Residing at higher altitude is associated with greater rates of stunting, even for children living in “ideal-home environments” according to a new study from researchers at the International Food Policy Research Institute (IFPRI) and Addis Ababa University. The study provides new insight in the relationship between altitude and undernutrition and the additional efforts needed to ensure policy interventions are appropriately tailored to high altitude contexts.
More than 800 million people live at 1,500 meters above sea level or higher, with two-thirds of them in Sub-Saharan Africa, and Asia. These two regions host most of the world’s stunted children so it is important to understand the role that altitude plays in growth. If children living at altitude are, on average, more stunted than their peers at sea level, then a more significant effort to address high altitude stunting is needed.”
Kalle Hirvonen, IFPRI Senior Research Fellow and co-author of the study
The study, “Evaluation of Linear Growth at Higher Altitudes,” co-authored by Hirvonen and Addis Ababa University Associate Professor Kaleab Baye, was published in the Journal of the American Medical Association (JAMA), Pediatrics. The study analyzed height-for-age data of more than 950,000 children from 59 countries. The data were compiled through the Advancing Research on Nutrition and Agriculture (AReNA) project funded by the Bill & Melinda Gates Foundation.
Children were classified as having lived in an ideal-home environment if they were born to highly educated mothers, had good health-service coverage and high living conditions. Global tracking of growth rates relies on the assumption that children living in such environments have the same growth potential, irrespective of genetic makeup or geographic location.
“The data clearly indicated that those residing in ideal-home environments grew at the same rate as the median child in the growth standard developed by the World Health Organization (WHO), but only until about 500 meters above sea level (masl). After 500 masl, average child height-for-age significantly deviated from the growth curve of the median child in the reference population”, said Hirvonen. The research further shows that these estimated growth deficits are unlikely to be due to common risk factors such as poor diet and disease.
The study suggests that the effects of altitude were most pronounced during the perinatal period i.e., the time leading up to, and immediately after, the birth. “Pregnancies at high-altitudes are characterized by chronic hypoxia, or an inadequate supply of oxygen, which is consistently associated with a higher risk of fetal growth restriction. Restricted growth in the womb is in turn a leading risk factor for linear growth faltering” said Hirvonen.
There is some evidence to suggest that residing at high altitude over multiple generations may lead to some genetic adaption, but these findings did not hold for women with only a few generations of high-altitude ancestry. “Women of high-altitude ancestry were able to partially cope with the hypoxic conditions through increased uterine artery blood flow during pregnancy, but it may take more than a century before such adaptions are developed”, said Baye.
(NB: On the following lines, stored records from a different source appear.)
PR #1160, opened 2017-10-06
configure: handle path translation when importing settings from pkg-config

jdtournier:
Proposed solution to the issue raised [here](http://community.mrtrix.org/t/configure-and-build-fails-on-windows-install/323/4?u=jdtournier) and [here](https://github.com/MRtrix3/mrtrix3/pull/1090#issuecomment-334740664). Turns out there's a `cygpath` executable provided with MSYS2 (actually part of cygwin) to translate paths, so all this does is try to use that to translate include paths... Seems to allow _MRtrix3_ to build properly using the MinGW version of python. 

Note this only translates header paths (i.e. starting with `-I`), not library search paths (which start with `-L`). Still, it builds fine with the default packages, so I've not done anything about it at this point. Worth bearing in mind for the future though...

### DIFF
--- a/configure
+++ b/configure
@@ -485,6 +485,16 @@ def compare_version (needed, observed):
 
 
 
+
+
+
+def MSYS2_translate_path (path):
+  try:
+    return execute ([ 'cygpath.exe', '-w', path ], RuntimeError)[1]
+  except:
+    return path
+
+
 def get_flags (default=None, env=None, pkg_config_flags=None):
   """Return a list of the flags required for a given packagei
   
@@ -501,7 +511,7 @@ def get_flags (default=None, env=None, pkg_config_flags=None):
       flags = []
       for entry in shlex.split (execute ([ 'pkg-config' ] + pkg_config_flags.split(), RuntimeError)[1]):
         if entry.startswith ('-I'):
-          flags += [ '-isystem', entry[2:] ]
+          flags += [ '-isystem', MSYS2_translate_path (entry[2:]) ]
         else:
           flags += [ entry ]
       return flags
@@ -602,7 +612,7 @@ exe_suffix = ''
 lib_prefix = 'lib'
 
 system = platform.system().lower()
-if system.startswith('mingw') or system.startswith('msys'):
+if system.startswith('mingw') or system.startswith('msys') or system.startswith('windows'):
   system = 'windows'
 report ('Detecting OS: ' + system + '\n')
 if system == 'linux':


jdtournier:
There's been a handful of reports of issues that seem related to this issue on the forum over the last couple of days - see [this post](http://community.mrtrix.org/t/error-relating-to-c-compiler-when-running-configure-on-windows/454/16?u=jdtournier) and links therein. There is some urgency with this - can anyone review this and double-check that it does what it's supposed to...?

Note that testing this properly will probably need to be performed on an up to date installation of MSYS2 - you'll need to [update that first](https://github.com/msys2/msys2/wiki/MSYS2-installation#iii-updating-packages) to verify that there is indeed a problem on `master`, then checkout this branch and verify that this fix does what it's supposed to...

Lestropie:
On `master`:
- MinGW python:
  - `    ./configure` works
  - `    EIGEN_CFLAGS="-I/mingw64/include/eigen3" ./configure` works
  - `    EIGEN_CFLAGS="-isystem /mingw64/include/eigen3" ./configure` **does not work**
- MSYS python:
  - `    ./configure` works
  - `    EIGEN_CFLAGS="-I/mingw64/include/eigen3" ./configure` works
  - `    EIGEN_CFLAGS="-isystem /mingw64/include/eigen3" ./configure` works

On `fix_mingw_python_path_handling`:
- MinGW python:
  - `    ./configure` works
  - `    EIGEN_CFLAGS="-I/mingw64/include/eigen3" ./configure` works
  - `    EIGEN_CFLAGS="-isystem /mingw64/include/eigen3" ./configure` **does not work**
- MSYS python:
  - `    ./configure` works
  - `    EIGEN_CFLAGS="-I/mingw64/include/eigen3" ./configure` works
  - `    EIGEN_CFLAGS="-isystem /mingw64/include/eigen3" ./configure` works

So the only consistent fault I get is explicitly using the "`-isystem `" prefix on MinGW python.

I can't confirm whether or not your changes fix the issue. What I reported back [here](https://github.com/MRtrix3/mrtrix3/pull/1090#issuecomment-333152802) was using a manual `eigen3` install rather than through `pacman`; and as such, I couldn't verify whether `pkg-config` was working, let alone `cygpath`. Now that I've deleted that and installed `eigen3` through `pacman`, `configure` works out of the box for me on both branches, for both versions of `python`.

Also note the formation of `PATH` and `eigen_cflags` in `config`:
On `master`:
- MinGW python:
  - `    PATH = r'C;\msys64\mingw64\bin;C;\msys64\home\Rob\src\mrtrix3\bin;C;\msys64\ ...`
  - `    eigen_cflags = [ '-isystem', 'C:/msys64/mingw64/include/eigen3' ]`
- MSYS python:
  - `    PATH = r'/home/Rob/src/mrtrix3/bin:/home/Rob/src/robs_0.3/bin:/home/Rob/ ...`
  - `    eigen_cflags = [ '-isystem', 'C:/msys64/mingw64/include/eigen3' ]`

On `fix_mingw_python_path_handling`:
- MinGW python:
  - `    PATH = r'C;\msys64\mingw64\bin;C;\msys64\home\Rob\src\mrtrix3\bin;C;\msys64\ ...`
  - `    eigen_cflags = [ '-isystem', 'C:\msys64\mingw64\include\eigen3' ]`
- MSYS python:
  - `    PATH = r'/home/Rob/src/mrtrix3/bin:/home/Rob/src/robs_0.3/bin:/home/Rob/ ...`
  - `    eigen_cflags = [ '-isystem', 'C:\msys64\mingw64\include\eigen3` ]`

So for me it looks like the two different `python` versions have different "native" representations of paths, as evident by the reported `PATH`, but all `cygpath` is doing in `fix_mingw_python_path_handling` (at least for me) is swapping forward slashes to backslashes. 

Also: `EIGEN_CFLAGS="-isystem C:/msys64/mingw64/include/eigen3" ./configure` (i.e. manual Windows path rather than manual Unix path) works on either version of `python`.

So I have no idea how others are encountering the issue, assuming they have installed `eigen3` via `pacman`.

jdtournier:
superseded by #1176 - closing.

PR #1170, opened 2017-10-17
mrview: overlay load

maxpietsch:
`-overlay.load` selects the last overlay image so that other command line argument parameters (opacity, interpolation) apply only to the last overlay image loaded. 

As requested [here](http://community.mrtrix.org/t/mrview-multiple-overlays-colourmaps/1244/1).


Lestropie:
While this solves the issue as reported, I'll take the chance to question whether the behaviour RE: selection v.s. clear & selection should be altered for cases over and above loading from the command-line.

Example: You have one overlay already loaded, and it is selected. You then open a second overlay via the GUI. Currently, this will result in *both* overlays being selected, and hence any toolbar elements subsequently used will be applied to both overlays unless these selections are first altered. I wonder if it would instead be preferable to *always* clear the current set of selected overlays when loading & selecting new overlays, regardless of whether that loading occurs using the `-overlay.load` command-line option or the GUI load button.

I'm in preference of the latter alternative, but content for it to remain unchanged.

jdtournier:
>  I wonder if it would instead be preferable to always clear the current set of selected overlays when loading & selecting new overlays, regardless of whether that loading occurs using the -overlay.load command-line option or the GUI load button.

I think that would be my preference too...

PR #1172, opened 2017-10-19
Fix set_path to look for mrinfo.exe on Windows

jdtournier:
As reported in [this post](http://community.mrtrix.org/t/error-mrtrix3-executables-not-found-in-expected-location-in-windows-10-64-bit-installation/1253?u=jdtournier).

### DIFF
--- a/set_path
+++ b/set_path
@@ -17,13 +17,25 @@
 # particular). This will not work for the C shell and derivatives. 
 
 
-import sys, os, platform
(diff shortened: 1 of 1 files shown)


dchristiaens:
Jana ran into what seems to be the same issue today, despite already using the latest master. Could it possibly not yet be resolved?

jdtournier:
See #1176...

Issue #1173, opened 2017-10-20
Store slice axes in header for subsequent mrdegibbs


bjeurissen:
I was thinking it would be useful to store the slice axes in the mif header when importing from DICOM. This information can then be used to make sure `mrdegibbs` is using the correct slice axes, e.g. when processing data that was acquired with sagittal instead of axial slices. It could also be useful for other future commands that operate on acquisition slices.

Lestropie:
Yes, I should ideally grab this for #1169 as well. I didn't bother at the time since `eddy` assumes `k` is the slice axis, but since it's applicable here too it's probably worth the effort.

bjeurissen:
Definitely!

Lestropie:
Initial attempt at capturing the data in eb447bc. No corresponding modification to `mrdegibbs` yet, and `dwipreproc` currently only does an error check (ideally it would permute axes if required so that the slice encoding direction is `k`, since `eddy` assumes that to be the case and doesn't offer a command-line input to change this).

Could also do with confirmation from @jdtournier that the approach / interpretation is correct. My understanding of DICOM is still somewhat limited.

Lestropie:
Closed by #1175; will go out to `master` on next tag.

PR #1175, opened 2017-10-24
Slice timing

Lestropie:
Second of three PRs targeted particularly at `dwipreproc` (wanted to merge #1159 before this one). Some verbose commit messages in there that contain a decent amount of information; but the crux is:

- Capture slice encoding direction and slice timing from DICOM, and store them in BIDS-compatible header fields.

- In `dwipreproc`, make sure that if the slice encoding axis is known, it's the third axis. `eddy` doesn't have a command-line option to set this; ideally `dwipreproc` should permute axes in order to support this, but that could have weird side-effects, e.g. when `eddy`'s text file outputs are interpreted (which is the third of the three PRs). If `--mporder` is provided to `eddy`, either grab the text file that the user provides via `--slspec=`, or construct such a file based on the slice timing information present in the image header (which I expect to be the most common usage).

- In `mrdegibbs`, if the slice encoding axis is known, compare it to the default / user-defined within-slice axes selected, and report / modify as appropriate (as requested in #1173).


Lestropie:
Okay, I think I've done everything I want to with this branch. I had a brief look at permuting image axes if the slice encoding direction is not *k* or *k-*, but this was going to be quite difficult, since axis permutation may also affect phase encoding direction if one is not careful, and order of axis permutation relative to other functions may cause issues. So I'm giving up on that for now; if someone has a non-axial DWI acquisition, they can deal with the data manually (they'll at least get a meaningful error message from `dwipreproc`).

Unlikely to attract much critique here, so would prefer to merge and have it more thoroughly tested in `dev`.

One possible point of contention would be the creation of `core/axes.h` and `core/axes.cpp`, for dealing with encoding of axis & direction as `[ i, i-, j, j-, k, k- ]`; previously this only applied to phase encoding, so lived in `/core/phase_encoding.*`, but is now also used for slice encoding; and although the nomenclature has origins from NIfTI (apparently), the functionality doesn't only apply to NIfTI. So it's hard to find a place for.

Other thing is `core/file/dicom/mapper.cpp`: I *think* that certain lines should refer to frame properties rather than image properties (changed in 3c474c6 and 335038b), but when I did a manual merge in #1159 I accidentally reverted. This PR should restore the earlier fixes; @jdtournier might want to double-check.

Hirvonen and Baye conclude that the WHO growth standards for children should not be adjusted because growth faltering at high altitudes is unlikely to be the result of physiological adaptations. Instead, they call for greater attention and health-care guidance for managing pregnancies in high-altitude settings.
“A first step is to unravel the complex relationship linking altitude, hypoxia and fetal growth to identify effective interventions. Failing to address altitude-mediated growth deficits urgently can fail a significant proportion of the world population from meeting the Sustainable Development Goals and World Health Assembly nutrition targets” said Baye.
Baye, K & Hirvonen, K (2020) Evaluation of Linear Growth at Higher Altitudes. JAMA Pediatrics. doi.org/10.1001/jamapediatrics.2020.2386.